金沢といえば北陸の中でも最も大きな都市。観光客も多く、ホテルにはそれなりの期待をしちゃいますよね~
確かに、これではまるでホテルのハコの中に別のものが入っているような、そんな感じですね。
経費節減なのか、スタンスがそうなのかはわからないけど、サットンさんのおっしゃるとおり、「ホテルとしての誇り」みたいなものを感じさせて欲しいですね。
by しんりゅう (2009-03-15 01:45) 

サットン

しんりゅうさん

わざわざ金沢で時間をとり覗いてみましたが、結果はお読みいただいたとおりでした。

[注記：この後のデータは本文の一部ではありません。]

PR #1512, opened 2024-02-17
FIX: dashboard search missing volumes when compared to ComicVine

Fmstrat:
When searching from the dashboard (logged in home page) Mylar uses the `/volumes` API endpoint with a `name:` filter. This results in an over-filtered result set that does not match with ComicVine's site.

Example:
```
https://comicvine.gamespot.com/search/?i=volume&q=soulfire%20test
```
Returns additional results when compared to the currently used Mylar URL:
```
https://comicvine.gamespot.com/api/volumes?api_key=<YOURKEY>&filter=name:soulfire,name:test&field_list=id,name,start_year,site_detail_url,count_of_issues,image,publisher,deck,description,first_issue,last_issue&format=xml&sort=date_last_updated:desc&offset=0
```
By adjusting the search to use the `/search` endpoint, with a `resources` filter set to `volumes`, we get the same format XML result, but it includes the search results that ComicVine would intend:
```
https://comicvine.gamespot.com/api/search?api_key=<YOURKEY>&query=soulfire test&resources=volume&field_list=id,name,start_year,site_detail_url,count_of_issues,image,publisher,deck,description,first_issue,last_issue&format=json&sort=date_last_updated:desc&offset=0
```
This PR only adjusts this for `search_type` of `None`, so it does not impact other areas of the application at this time.

### DIFF
--- a/mylar/mb.py
+++ b/mylar/mb.py
@@ -48,18 +48,21 @@ if platform.python_version() == '2.7.6':
 
 def pullsearch(comicapi, comicquery, offset, search_type):
 
-    cnt = 1
-    for x in comicquery:
-       if cnt == 1:
-           filterline = '%s' % x
-       else:
-           filterline+= ',name:%s' % x
-       cnt+=1
-
-    PULLURL = mylar.CVURL + str(search_type) + 's?api_key=' + str(comicapi) + '&filter=name:' + filterline + '&field_list=id,name,start_year,site_detail_url,count_of_issues,image,publisher,deck,description,first_issue,last_issue&format=xml&sort=date_last_updated:desc&offset=' + str(offset) # 2012/22/02 - CVAPI flipped back to offset instead of page
+    pull_url = mylar.CVURL
+    if search_type is 'volume':
+        pull_url = pull_url + 'search?api_key=' + str(comicapi) + '&query=name:' + comicquery + '&resources=' + str(search_type) + '&field_list=id,name,start_year,site_detail_url,count_of_issues,image,publisher,deck,description,first_issue,last_issue&format=xml&sort=date_last_updated:desc&offset=' + str(offset) # 2012/22/02 - CVAPI flipped back to offset instead of page
+    else:
+        cnt = 1
+        for x in comicquery:
+            if cnt == 1:
+                filterline = '%s' % x
+            else:
+                filterline+= ',name:%s' % x
+            cnt+=1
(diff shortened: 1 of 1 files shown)


evilhero:
This is the expected result. We use the filter so it acts like an ``AND`` btwn each word of the query. Yours does the exact opposite and uses ``OR`` which will balloon the results to include items that have no need to be included (ie. ``test`` or ``test dirt`` both of which aren't what was queried for). Your query for example if using ``Batman Off-world`` will return over 3000 hits (10 api hits since we limit results to the first1000 regardless) , the current iteration returns 1 correct result with 1 api hit. 

Since CV has gone and made using their api even more difficult to use due to api hit restrictions, implementing this would be a very bad idea as you'll get an extreme amount of hits that would be avoided under the current implementation, thereby causing excessive api hits. 

While we thank you for the time it took to do the PR and to submit it, we won't be merging this,
Outside of the fact that it's against the wrong branch (should always be python3-dev), it's just not a valid approach to take given CV's current api regime.

Fmstrat:
@evilhero 

Ahh good points. Before closing, may we discuss potential revisions? Pulling `test` out of the equation, the specific use case that led me here was this:

- Looking for `Aspen Soulfire Revelations`, as it is commonly called when speaking about the Soulfire series. The formal name for this TPB is `Aspen Universe: Revelations`, though a user, such as myself, would not have known this.
- The search then uses:
  - `https://comicvine.gamespot.com/api/volumes?api_key=<KEY>&filter=name:aspen,name:soulfire,name:revelations&field_list=id,name,start_year,site_detail_url,count_of_issues,image,publisher,deck,description,first_issue,last_issue&format=json&sort=date_last_updated:desc&offset=0`
- "0 results returned" (due to the `OR`)
- Have to go to ComicVine to figure this out

A handier experience might be:
- ... the above ...
- "0 results found. (link)Expand your search?(/link)"
- Switch to the `OR` (maybe limit to top 10?):
  - `https://comicvine.gamespot.com/api/search?api_key=<KEY>&query=aspen soulfire revelations&resources=volume&field_list=id,name,start_year,site_detail_url,count_of_issues,image,publisher,deck,description,first_issue,last_issue&format=json&sort=date_last_updated:desc&offset=0`
- Top result is the match

This way it's not the default behavior, and would only allocate the additional API hits to those rare occurrences someone needs it.

Also apologies on the wrong branch, I didn't see a `CONTRIBUTING` doc, but guess I could have joined on IRC fist.

PR #1539, opened 2024-03-29
Fix not defined issueline

halkeye:
NameError: name 'issueline' is not defined

fixes https://github.com/mylar3/mylar3/issues/1180


evilhero:
We thank you firstly for the PR. However we cannot accept it as is, due to the force-push from the master branch being present. 

Please do a clean PR against the python3-dev branch instead of forking the master and doing a forced push against the dev. (ie. Checkout the dev branch, git pull it, then fork and do your changes in the fork of the dev branch. PR against that fork and you're good to go). 

The only thing we should see listed for commits is the changes you're doing, not changes we have already pushed.

I'll close this and then you can do a new PR as mentioned above and then we can merge it up no problem.

PR #1540, opened 2024-03-29
Fix not defined issueline

halkeye:
NameError: name 'issueline' is not defined

fixes https://github.com/mylar3/mylar3/issues/1180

ハコは新しくしたものの中身が古ーいビジネスホテルを引きずっている感じでした。スタッフのホスピタリティは高く工夫次第で十分レベルアップは可能だと思うんですが。
by サットン (2009-03-15 12:35) 

袋田の住職

私が泊まったのは金沢都ホテルでした。
老舗ならではのサービスとお得プランでなんとスイート三名で利用しました。
部屋が三つとキッチンもある豪華な部屋でした。
by 袋田の住職 (2009-03-15 20:05) 

りゅう

確かに建家も大事ですがそれ以上にスタッフで印象も
変わってしまいますよね。
サービス業は本当に難しいなぁ…と感じます。
by りゅう (2009-03-15 23:34) 

サットン

袋田の住職さん

金沢都ホテルは今回ご紹介したホテル金沢の筋向いですね。
スイートですか!豪華ですね。
今、金沢は新幹線開業を控えホテルラッシュの感があります。
今後の展開が楽しみであります。
by サットン (2009-03-16 11:18) 

サットン

りゅうさん

ご指摘のとおりです。
文中でもふれましたとおり「ハードがソフトに追いついていない」と
指摘されるのが我々にとってもっとも辛いところです。ハードはお金
さえかければなんとでもなりますが、ソフトは簡単には手に入りませんから。ハリボテホテルと言われないよう自戒する日々であります。